Thanks to everyone again, I'm feeling more relaxed about that portion of the trip now that I've got a route and approximate times sketched out.

Why does everyone swing through Ciudad Victoria rather than staying on the 180 on the way out of Tampico? Looks like I'll spend the night in Cd. Vic, but I'm curious if the 180 is in as good of conditions as the 101 is reported to be.


----------



## dre12b (Aug 22, 2010)

Well, Google Maps cleared up my trouble finding the second bridge! Geez, it's hard to know how these GPS companies can sell these maps given the amount of error at a fine scale. 

At any rate, still open to recommendations on the best approach to either bridge and the exact location of Banjercito for either, as well. I remember reading somewhere that it's not uncommon for folks to zoom out of Mexico before they realize it with their sticker still on.

Thanks!


----------



## RVGRINGO (May 16, 2007)

Rt. 101 is an excellent highway. Concrete & mostly multi-lanes. You'll make good time.
GPS for Mexico leaves a lot to be desired. I'm not tempted to buy one & prefer maps and the big green signs.
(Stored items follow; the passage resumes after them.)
PR #19059, opened 2026-08-19
feat(harness): add experimental support for steering agent conversations mid-turn

### LINKED ISSUE #18274: HarnessAgent: allow steer / interrupt messages
`HarnessAgent` and its harness abstraction layer do not yet support steering / interruption messages. We should explore how we can enable it.

felixarntz:
## Background

`HarnessAgent` did not expose steering the agent mid-turn, a common feature that many harnesses support. A few related primitives like lower-level API surfaces to submit another prompt mid-turn were already in place, but weren't properly wired up and didn't actually work end-to-end.

## Summary

This adds an experimental steering API with acknowledged delivery to the active turn's next safe input boundary.

- Add `experimental_steer` and `experimental_steerTurn` with active-turn and capability checks.
- Add ID-based bridge acknowledgements and reconnect-safe resubmission.
- Wire steering through supported harness adapters while preserving explicit unsupported-capability errors.
- Add matching weather-tool steering examples and regression coverage across harnesses.

### Known limitations

- Steering requires to operate on the same `HarnessAgentSession` instance that is actually controlling the current agent turn. Therefore, cross-process steering (e.g. in a separate REST request than where that turn was started) is currently not properly supported. The only workaround is relying on environments where the same session instance can be accessed in the other context too, e.g. a single-process dev server where you can store those session objects in memory and then retrieve them in the other request.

The only time we've been lost was when a friend brought along his GPS, which was fascinating but often 'lost its mind' for not having detail, and often not even having the roads we were using. Finally, we put it away as a 'dangerously distracting toy'.


----------



## ReefHound (Aug 9, 2010)

dre12b said:


> Well, Google Maps cleared up my trouble finding the second bridge! Geez, it's hard to know how these GPS companies can sell these maps given the amount of error at a fine scale.
> 
> At any rate, still open to recommendations on the best approach to either bridge and the exact location of Banjercito for either, as well. I remember reading somewhere that it's not uncommon for folks to zoom out of Mexico before they realize it with their sticker still on.
> 
> Thanks!


Google Maps is your best friend. And Matamoros is covered well in Street View so you can even "drive" it beforehand to familiarize yourself with the roads. They stop a few hundred yards short of the border though. Probably a security restriction. 

Primera = Calle 1. You will actually leap frog over to Alvaro Obregon which is the street that runs straight into the crossing. When Primera ends you'll go right and immediately left, then right onto Obregon at the next block. Sounds more complicated than it is. Check the maps.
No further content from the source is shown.